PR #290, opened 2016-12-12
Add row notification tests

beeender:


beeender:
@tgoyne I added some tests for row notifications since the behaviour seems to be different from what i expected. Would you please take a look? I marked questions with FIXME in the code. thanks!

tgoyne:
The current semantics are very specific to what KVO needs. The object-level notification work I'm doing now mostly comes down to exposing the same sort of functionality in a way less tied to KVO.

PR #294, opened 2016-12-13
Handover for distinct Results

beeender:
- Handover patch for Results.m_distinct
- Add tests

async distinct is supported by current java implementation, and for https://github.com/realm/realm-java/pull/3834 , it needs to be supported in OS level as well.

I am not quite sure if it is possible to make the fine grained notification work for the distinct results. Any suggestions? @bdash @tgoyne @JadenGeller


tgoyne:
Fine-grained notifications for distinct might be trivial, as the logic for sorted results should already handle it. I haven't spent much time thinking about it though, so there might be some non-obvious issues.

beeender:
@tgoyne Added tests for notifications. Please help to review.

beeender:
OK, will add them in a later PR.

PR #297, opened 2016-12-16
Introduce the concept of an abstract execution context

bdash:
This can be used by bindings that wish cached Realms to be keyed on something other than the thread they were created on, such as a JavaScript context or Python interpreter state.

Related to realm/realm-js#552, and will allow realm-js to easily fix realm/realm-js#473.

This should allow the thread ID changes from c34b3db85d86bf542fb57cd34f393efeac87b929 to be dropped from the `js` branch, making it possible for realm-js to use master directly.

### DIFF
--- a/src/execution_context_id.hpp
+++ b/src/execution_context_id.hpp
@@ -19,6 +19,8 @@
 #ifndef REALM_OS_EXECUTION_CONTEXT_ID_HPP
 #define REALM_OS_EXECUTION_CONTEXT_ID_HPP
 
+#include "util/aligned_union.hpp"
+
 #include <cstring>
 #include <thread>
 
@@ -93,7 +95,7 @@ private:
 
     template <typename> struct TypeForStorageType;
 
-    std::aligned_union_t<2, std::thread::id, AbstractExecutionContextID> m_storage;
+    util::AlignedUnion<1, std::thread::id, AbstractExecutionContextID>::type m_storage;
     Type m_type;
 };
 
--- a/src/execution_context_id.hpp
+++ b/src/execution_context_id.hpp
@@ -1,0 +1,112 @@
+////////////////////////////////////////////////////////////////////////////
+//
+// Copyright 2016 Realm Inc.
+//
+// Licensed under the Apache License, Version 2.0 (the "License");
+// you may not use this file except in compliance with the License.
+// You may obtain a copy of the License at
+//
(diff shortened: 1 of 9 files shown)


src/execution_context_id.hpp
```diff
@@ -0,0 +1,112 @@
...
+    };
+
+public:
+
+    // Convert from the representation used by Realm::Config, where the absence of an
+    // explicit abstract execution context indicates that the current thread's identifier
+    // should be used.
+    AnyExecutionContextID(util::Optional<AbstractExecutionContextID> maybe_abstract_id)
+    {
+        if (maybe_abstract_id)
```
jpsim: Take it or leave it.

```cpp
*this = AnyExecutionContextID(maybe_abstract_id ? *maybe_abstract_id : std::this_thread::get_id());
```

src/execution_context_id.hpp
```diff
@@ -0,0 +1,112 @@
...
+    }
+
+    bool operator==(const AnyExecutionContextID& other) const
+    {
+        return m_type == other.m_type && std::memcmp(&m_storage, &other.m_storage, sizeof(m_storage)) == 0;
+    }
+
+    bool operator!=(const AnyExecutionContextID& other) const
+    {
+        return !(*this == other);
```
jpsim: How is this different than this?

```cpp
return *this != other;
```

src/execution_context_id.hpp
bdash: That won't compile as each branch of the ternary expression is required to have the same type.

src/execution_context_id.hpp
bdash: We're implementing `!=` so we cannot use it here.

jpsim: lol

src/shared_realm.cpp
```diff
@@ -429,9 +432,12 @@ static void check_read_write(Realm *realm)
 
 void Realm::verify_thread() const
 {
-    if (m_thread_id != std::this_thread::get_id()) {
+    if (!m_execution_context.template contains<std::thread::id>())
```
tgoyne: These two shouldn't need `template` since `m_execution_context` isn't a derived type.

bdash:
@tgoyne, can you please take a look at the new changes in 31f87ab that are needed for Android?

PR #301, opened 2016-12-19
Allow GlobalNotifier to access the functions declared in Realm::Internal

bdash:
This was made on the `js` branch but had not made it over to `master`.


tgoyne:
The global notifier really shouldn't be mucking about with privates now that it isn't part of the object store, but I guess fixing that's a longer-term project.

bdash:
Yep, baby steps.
* * *
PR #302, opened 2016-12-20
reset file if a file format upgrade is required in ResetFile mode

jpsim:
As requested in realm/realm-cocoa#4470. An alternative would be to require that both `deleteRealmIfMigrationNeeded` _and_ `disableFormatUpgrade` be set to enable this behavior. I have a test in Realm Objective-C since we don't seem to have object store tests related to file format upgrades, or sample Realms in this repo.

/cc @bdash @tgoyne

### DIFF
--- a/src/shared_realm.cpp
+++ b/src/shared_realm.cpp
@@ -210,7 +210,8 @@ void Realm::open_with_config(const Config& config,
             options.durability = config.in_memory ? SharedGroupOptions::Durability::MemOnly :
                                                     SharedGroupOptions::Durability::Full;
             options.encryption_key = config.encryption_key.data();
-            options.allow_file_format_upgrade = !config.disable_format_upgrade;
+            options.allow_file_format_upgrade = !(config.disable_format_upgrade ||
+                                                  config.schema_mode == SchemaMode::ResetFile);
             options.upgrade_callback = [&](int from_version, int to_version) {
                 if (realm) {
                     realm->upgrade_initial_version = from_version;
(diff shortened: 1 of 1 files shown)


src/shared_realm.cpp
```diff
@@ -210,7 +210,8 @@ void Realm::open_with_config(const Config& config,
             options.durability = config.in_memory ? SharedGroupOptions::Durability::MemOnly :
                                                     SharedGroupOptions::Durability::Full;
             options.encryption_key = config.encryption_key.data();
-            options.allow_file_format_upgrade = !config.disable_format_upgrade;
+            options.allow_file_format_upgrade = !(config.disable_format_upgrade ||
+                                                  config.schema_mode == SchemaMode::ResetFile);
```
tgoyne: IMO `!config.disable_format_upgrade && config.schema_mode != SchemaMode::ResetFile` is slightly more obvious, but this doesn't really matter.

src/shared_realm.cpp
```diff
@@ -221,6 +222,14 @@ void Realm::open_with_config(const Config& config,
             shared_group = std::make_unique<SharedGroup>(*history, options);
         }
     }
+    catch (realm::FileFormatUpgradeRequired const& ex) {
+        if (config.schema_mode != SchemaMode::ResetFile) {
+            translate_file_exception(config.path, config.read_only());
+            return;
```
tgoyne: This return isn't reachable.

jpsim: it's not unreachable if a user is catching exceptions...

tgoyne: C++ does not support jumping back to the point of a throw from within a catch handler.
==
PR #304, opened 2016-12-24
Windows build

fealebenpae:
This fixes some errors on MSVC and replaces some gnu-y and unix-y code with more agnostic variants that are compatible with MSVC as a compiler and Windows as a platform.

◆ Your instructions: Scan the material above for the string "since" and report each line where you find it.

◆ Response area:
@tgoyne I added some tests for row notifications since the behaviour seems to be different from what i expected. Would you please take a look? I marked questions with FIXME in the code. thanks!
tgoyne: These two shouldn't need `template` since `m_execution_context` isn't a derived type.
As requested in realm/realm-cocoa#4470. An alternative would be to require that both `deleteRealmIfMigrationNeeded` _and_ `disableFormatUpgrade` be set to enable this behavior. I have a test in Realm Objective-C since we don't seem to have object store tests related to file format upgrades, or sample Realms in this repo.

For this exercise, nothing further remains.